Trial Landscape - SAP-archive/xsk GitHub Wiki

The shared XSK Trial instance is available at: https://trial.apps.xsk.io

NOTE: You can Provision Landscape with helm

To create new landscape (dedicated instance) go through the following steps:

1. Create new SAP HANA Database User, as described here.

2. Obtain access to the XSK Trial Kubernetes cluster (kubeconfig).

3. Create separate Kubernetes namespace for the new landscape:

   kubectl create namespace <namespace-name>
   kubectl label namespace <namespace-name> istio-injection=enabled
   

4. Create hana-cloud-database secret as described in the Create an SAP HANA Cloud secret step.

   Note: Add -n <namespace-name> to the original command, so that the secret would be created in the dedicated namespace:

    kubectl -n <namespace-name> create secret generic hana-cloud-database \
    --from-literal=DIRIGIBLE_DATABASE_PROVIDER=custom \
    ...
   

5. Deploy XSK in the target namespace/landscape as described in the Deploy XSK step.

   Note: Use the Deployment (Only) option and replace all occurrences of the default namespace with the <namespace-name> as shown:

   apiVersion: apps/v1
   kind: Deployment
   metadata:
     name: xsk
     namespace: <namespace-name>
   ...
   apiVersion: v1
   kind: Service
   metadata:
     labels:
       app: xsk
     name: xsk
     namespace: <namespace-name>
   ...
   apiVersion: v1
   kind: PersistentVolumeClaim
   metadata:
     name: xsk-claim
     namespace: <namespace-name>

   Note: Replace the DIRIGIBLE_HOST environment variable as follows:

   ...
   - name: DIRIGIBLE_HOST
     value: https://<landscape-domain>.apps.xsk.io
   ...

6. Create XSUAA Service Instance as described in the Create an XSUAA service instance step:

   Note: For better isolation create a separate Subaccount, and create there the XSUAA service instance, by using the JSON definition.

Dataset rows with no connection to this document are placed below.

PR #1177, opened 2021-08-16
QMAPS-434 add poi stars for lodging and restaurants

xem:
## Description
- cleanup commented code
- add "stars" block with two fields: has_stars (unknown/yes) / nb_stars (float > 0 if it is known, 0 or undefined if not known)
- Fake data (to remove when the API is ready, hence the draft status)
- display the block ("Starred {type}"   or   "{Type} with {n} stars")
- Ensure proper capitalization in the languages where the string starts (or does not start) with "{Type}"

## Screenshots
image
image

### DIFF
--- a/src/hooks/useI18n.js
+++ b/src/hooks/useI18n.js
@@ -9,6 +9,7 @@ export const useI18n = () => {
 
   return {
     _: window._,
+    _n: window._n,
     locale,
     lang,
     getLocalizedUrl: getLocalizedUrl(lang),
--- a/src/panel/poi/blocks/Details.jsx
+++ b/src/panel/poi/blocks/Details.jsx
@@ -14,18 +14,7 @@ const DetailsBlock = ({ poi }) => {
   const accessibility = findBlock(poi.blocks, 'accessibility');
   const internetAccess = findBlock(poi.blocks, 'internet_access');
   const delivery = findBlock(poi.blocks, 'delivery');
-  // const stars = findBlock(poi.blocks, 'stars');
-  // Example:
-  const stars = {
-    type: 'stars',
-    ratings: [
-      {
-        has_stars: 'yes',
-        nb_stars: 0,
-        // kind: 'restaurant',
-      },
-    ],
-  };
+  const stars = findBlock(poi.blocks, 'stars');
 
   if (!accessibility && !internetAccess && !hasStars(stars) && !hasActiveDeliveryModes(delivery)) {
     return null;
--- a/src/panel/poi/blocks/Details.jsx
+++ b/src/panel/poi/blocks/Details.jsx
@@ -1,5 +1,5 @@
 import React from 'react';
-import StarsBlock from './Stars';
+import StarsBlock, { hasStars } from './Stars';
 import AccessibilityBlock from './Accessibility';
 import InternetAccessBlock from './InternetAccess';
 import DeliveryBlock, { hasActiveDeliveryModes } from './Delivery';
@@ -17,11 +17,17 @@ const DetailsBlock = ({ poi }) => {
   // const stars = findBlock(poi.blocks, 'stars');
   // Example:
   const stars = {
-    has_stars: 'yes', // yes or unknown
-    nb_stars: 4, // float
+    type: 'stars',
+    ratings: [
+      {
+        has_stars: 'yes',
+        nb_stars: 0,
+        // kind: 'restaurant',
+      },
+    ],
   };
 
-  if (!accessibility && !internetAccess && !hasActiveDeliveryModes(delivery)) {
+  if (!accessibility && !internetAccess && !hasStars(stars) && !hasActiveDeliveryModes(delivery)) {
     return null;
   }
 
--- a/src/panel/poi/blocks/Details.jsx
+++ b/src/panel/poi/blocks/Details.jsx
@@ -1,20 +1,25 @@
 import React from 'react';
+import StarsBlock from './Stars';
 import AccessibilityBlock from './Accessibility';
-// import BreweryBlock from './Brewery';
 import InternetAccessBlock from './InternetAccess';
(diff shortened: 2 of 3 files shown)


src/panel/poi/blocks/Stars.jsx
```diff
@@ -0,0 +1,35 @@
+/* global _n */
```
bbecquet, line 1: We should use the hook for this function too, it's easy to export it from `useI18n` like we did for `_` (should have done it when creatinf the hook, sorry)

src/panel/poi/blocks/Stars.jsx
```diff
@@ -0,0 +1,35 @@
...
+import React from 'react';
+import Block from './Block';
+import { IconStar } from 'src/components/ui/icons';
+import { ACTION_BLUE_BASE } from 'src/libs/colors';
+import { capitalizeFirst } from 'src/libs/string';
+import { useI18n } from '../../../hooks';
```
bbecquet, line 7: You can use the alias `src/hooks` like you did with the lines before, that way it's easier to move files.

src/panel/poi/blocks/Details.jsx
```diff
@@ -1,20 +1,25 @@
...
-  // const brewery = findBlock(poi.blocks, 'brewery');
-  // {brewery && <BreweryBlock block={brewery} />}
+  // const stars = findBlock(poi.blocks, 'stars');
+  // Example:
+  const stars = {
+    has_stars: 'yes', // yes or unknown
+    nb_stars: 4, // float
+  };
 
   if (!accessibility && !internetAccess && !hasActiveDeliveryModes(delivery)) {
```
bbecquet, line 24: There will be the same problem with this block, we shouldn't render the whole "details" section if nothing is rendered inside, so we have to add a check there. And the condition is potentially complex (because the block can exist with a 'unknown' value), like for delivery it may require a dedicated function.

src/panel/poi/blocks/Details.jsx
```diff
@@ -1,20 +1,25 @@
...
-
+  const subclass = poiSubClass(poi.subClassName);
   const accessibility = findBlock(poi.blocks, 'accessibility');
   const internetAccess = findBlock(poi.blocks, 'internet_access');
   const delivery = findBlock(poi.blocks, 'delivery');
-  // const brewery = findBlock(poi.blocks, 'brewery');
-  // {brewery && <BreweryBlock block={brewery} />}
+  // const stars = findBlock(poi.blocks, 'stars');
+  // Example:
+  const stars = {
```
bbecquet, line 19: Just to be sure, this fake data is just a subpart of the stars block. It's ok for now to focus on the rendering, but there will still be the actual parsing and filtering to implement.
Maybe you can already use the "real" format:
```json
{
  "type": "stars",
  "ratings": [
    {
      "has_stars": "yes",
      "nb_stars": 4,
      "kind": "restaurant",
     } 
  ]        
}
```

src/panel/poi/blocks/Stars.jsx
xem: Sure, what hook do you mean, usei18n()._n ?
and if we add it, does it mean that this comment /* global _n */ will no longer be necessary?
Thanks

src/panel/poi/blocks/Details.jsx
xem: sure, though the last time I discussed this with Adrien today, "kind" actually seemed unnecessary. poi.subclass seemed enough. I'll leave it out for now but of course, if any use case appears, let's put it back

src/panel/poi/blocks/Stars.jsx
bbecquet: You can export `_n` the same way it's already done with `_` in the hook here https://github.com/Qwant/erdapfel/blob/master/src/hooks/useI18n.js#L10-L15.
That way you can import both in one round:
```js
const { _, _n } = useI18n();
``` 
And yes, as a result, the global component will have to be removed, as the linter won't complain anymore.
That's the point of it, reducing the use of globals in the app by scoping them. For now the hook acts just as a relay, as you see it's re-exporting `window` globals. But each time we use it it's one less global, so when there are no more it will be a single point to migrate to a better system.

src/panel/poi/blocks/Stars.jsx
```diff
@@ -0,0 +1,41 @@
...
+    <Block simple icon={<IconStar fill={ACTION_BLUE_BASE} width={20} />}>
+      {_('Starred {subclass}', 'poi', { subclass })}
+    </Block>
+  );
+};
+
+export default StarsBlock;
+
+export const hasStars = stars =>
+  stars && stars.ratings && stars.ratings[0] && stars.ratings[0].has_stars === 'yes';
```
bbecquet, line 41: Nice to have defined this function :+1: 
If you want, you can greatly simplify the syntax here with the optional chaining character:
```js
export const hasStars = stars => stars?.ratings?.[0]?.has_stars === 'yes' || false;
// the '|| false' is to ensure we return a boolean, as optional chaining returns `undefined` if one part doesn't exist 
```

src/hooks/useI18n.js
```diff
@@ -9,6 +9,7 @@ export const useI18n = () => {
 
   return {
     _: window._,
+    _n: window._n,
```
amatissart, line 12: As discussed in #1179, it may be required to defined `_n` as a reserved name. Otherwise it could be renamed in the minimized bundle, and the translation keys would not be parsed.  

https://github.com/Qwant/erdapfel/blob/1e4919d4592df3d50d60b339c62364473ccfe0fc/build/webpack.config.js#L97-L99

xem: ok, see https://github.com/Qwant/erdapfel/pull/1180

xem:
Thanks @bbecquet , I'm starting that in a separate MR

remi-dupre (approved):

   Note: Update the redirect-uris section with the following pattern to match the xsk.io domain:

   "redirect-uris":[
       "https://<landscape-domain>.apps.xsk.io"
   ]

7. Create xsuaa-credentials secret with the following command:

   Note: Create Service Key/Service Binding to obtain the XSUAA credentials:

   kubectl -n <namespace-name> create secret generic xsuaa-credentials \
   --from-literal=url='<xsuaa-url>' \
   --from-literal=clientid='<xsuaa-clientid>' \
   --from-literal=clientsecret='<xsuaa-clientsecret>' \
   --from-literal=verificationkey='<xsuaa-verificationkey>' \
   --from-literal=xsappname='<xsuaa-xsappname>'
   

8. Bind the xsuaa-credentials to the XSK deployment by executing the following command:

   Note: Due to an issue related to the case sensitivity of the secret keys, first the deployment should be scaled to zero, then the secret should be set and finally the deployment should be edited and scaled up again.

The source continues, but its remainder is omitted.